Und das bestimmst also du?  
Sorry, aber nein! In unserem Forum herrscht nach Deutschem Recht Meinungsfreiheit. Jeder  Benutzer darf seine Meinung grundsätzlich frei äußern. Egal wie tief er in der Materie steckt, oder eben auch nicht. Den Mund muss sich hier niemand verbieten lassen, solange er etwas konstruktives zum Thema beizutragen hat. 

Gruß
Pain


----------



## keinnick (17. Juli 2013)

*AW: Bundeszentralamt für Steuern warnt vor Einkommensteuer-Phishing-Mails*



seltsam schrieb:


> Das Problem ist,das es immer mehr Leuten schlechter geht und die nächsten Jahre wird sich das noch drastisch verschärfen.Das hohe Niveau ist Geschichte in diesem Land,auch wenn es einige immernoch nicht glauben wollen.


 
Entschuldige aber ich kann das für mich und mein Umfeld nicht bestätigen. Man muss allerdings mal seinen Hintern hochbekommen, die Zeit geht weiter. Ich kann mich nicht immer nur zurückziehen und über die Politiker meckern sondern ich muss schauen dass ich mein Leben auf die Reihe bekomme. Diese "der Staat wirds schon richten Mentalität" oder "der Staat klaut meine Steuergelder-Mentalität (falls man überhaupt nennenswert Steuern zahlt)"ist nicht mehr zeitgemäß und in anderen Ländern würde man über unsere Denkweise den Kopf schütteln. 

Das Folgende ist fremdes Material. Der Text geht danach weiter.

PR #2016, opened 2021-05-14
Use `set-label` instead of `apply-setters` in wordpress package.

frankfarzan:


phanimarupaka (changes requested):

phanimarupaka (approved):

site/book/04-using-functions/01-declarative-function-execution.md
```diff
@@ -20,21 +20,17 @@ metadata:
...
 
 This declares two functions:
 
-- `apply-setters` is an example mutator function which provides a form of parameterization. You
-  don't need to understand the nitty-gritty of how this function works except that it mutates
-  resources that have been parameterized with a given key (e.g. `wp-tag`) by applying the
-  corresponding value (e.g. `4.8-apache`).
-- `kubeval` is an example validator function which you've seen before. It validates the resources
+- `set-label` is an example mutator function which adds a set of labels to resources.
+- `kubeval` is an example validator function which validates the resources
```
droot, line 33: We should remove `example` from these lines. That gives reader an impression that these functions are ready for production use.

droot (approved):

Issue #1960, opened 2021-05-11
Structured results use 4 spaces indentation in some places


mengqiy:
Structured results use 4 spaces indentation in some places
Here is the code: https://github.com/GoogleContainerTools/kpt/blob/d2dc33fe6c0185df83d82e885907ceefbc62445f/internal/fnruntime/utils.go#L32

</details>
For example:

```
apiVersion: kpt.dev/v1alpha2
kind: FunctionResultList
metadata:
    name: fnresults
exitCode: 1
items:
    - image: gcr.io/kpt-fn/kubeval:v0.1
      stderr: |
        [ERROR] selector is required in object 'apps/v1/Deployment//nginx-deployment' in file resources.yaml in field selector
        [ERROR] template is required in object 'apps/v1/Deployment//nginx-deployment' in file resources.yaml in field template
        [ERROR] Invalid type. Expected: [integer,null], given: string in object 'apps/v1/Deployment//nginx-deployment' in file resources.yaml in field spec.replicas
        [ERROR] Failed to parse raw kubeval output:
        Unexpected token E in JSON at position 0

        ERR  - stdin: Failed initializing schema file:///tmp/master-standalone-strict/custom-custom-v1.json: open /tmp/master-standalone-strict/custom-custom-v1.json: no such file or directory
         in object 'custom.io/v1/Custom//custom' in file resources.yaml
      exitCode: 1
      results:
        - message: selector is required
          severity: error
          resourceRef:
            apiVersion: apps/v1
            kind: Deployment
          field:
            path: selector
          file:
            path: resources.yaml
        - message: template is required
          severity: error
          resourceRef:
            apiVersion: apps/v1
            kind: Deployment
          field:
            path: template
          file:
            path: resources.yaml
    ...
```
</details>
Even though it's valid yaml, this behavior is not consistent with other yaml formatting in kpt.

droot:
https://github.com/GoogleContainerTools/kpt/pull/2174 addressed this.

PR #2017, opened 2021-05-14
Add test for eval structured output

Shell32-Natsu:


frankfarzan (approved):

droot:
@Shell32-Natsu I think the PR is running into this issue https://github.com/GoogleContainerTools/kpt/issues/1960 Will be good to root cause this. I think this is some processing the testrunner does.

Shell32-Natsu:
> @Shell32-Natsu I think the PR is running into this issue #1960 Will be good to root cause this. I think this is some processing the testrunner does.

I think this is different issue. Looks like the order of the output results will be changed case-by-case. Not sure is this a function issue or orchestrator issue.

PR #2019, opened 2021-05-15
Correct cross origin link typo.

etefera:
Also provides a workaround to anchors sometimes not loading in the right target.
https://kpt-dev-ee2a9--catalog-link-c9c8ly0r.web.app/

Und das hohe Niveau in unserem Land ist nicht Geschichte auch wenn einem einige Leute (so wie Du) das einreden möchten. Wer schon einmal in Ländern mit deutlich niedrigeren Standards unterwegs war wird verstehen was ich meine. Ich war vor 2 Jahren beruflich für 3 Monate in Polen. Ehrlich gesagt möchte ich NICHT tauschen mit den Leuten dort. Hier hat man immerhin noch so gut wie alle Freiheiten und ein relativ sicheres "soziales Netz" aber wenn man das nicht wahrhaben möchte kann man sich natürlich auch einfach raussuchen was vermeintlich schlecht läuft und "Stammtischparolen" verbreiten.


----------



## Yassen (17. Juli 2013)

*AW: Bundeszentralamt für Steuern warnt vor Einkommensteuer-Phishing-Mails*



<> schrieb:


> Und das bestimmst also du?
> Sorry, aber nein! In unserem Forum herrscht nach Deutschem Recht Meinungsfreiheit. Jeder  Benutzer darf seine Meinung grundsätzlich frei äußern. Egal wie tief er in der Materie steckt, oder eben auch nicht. Den Mund muss sich hier niemand verbieten lassen, solange er etwas konstruktives zum Thema beizutragen hat.
> 
> Gruß
> Pain


Erstmal *sollte *nicht muss ich zwinge niemanden zu etwas jeder darf hier sagen was er will mich nervt es nur das es viele Menschen gibt die über die Politik meckern können aber nur ein Teil davon tut auch etwas das es besser wird.
Das heißt es ist *meine Meinung *das man wenn man nicht wählen geht dazu ruhig sein *sollte.* Er\Sie darf sagen das es gut oder schlecht ist aber sollte auch dazu beitragen das es anders wird. Ich hoffe du verstehts mich nun besser. 
Ps: Auch ich schätze das Recht der Meinungsfreiheit sehr.


----------



## Painkiller (17. Juli 2013)

*AW: Bundeszentralamt für Steuern warnt vor Einkommensteuer-Phishing-Mails*



> Erstmal *sollte *nicht muss ich zwinge niemanden zu etwas jeder  darf hier sagen was er will mich nervt es nur das es viele Menschen gibt  die über die Politik meckern können aber nur ein Teil davon tut auch  etwas das es besser wird.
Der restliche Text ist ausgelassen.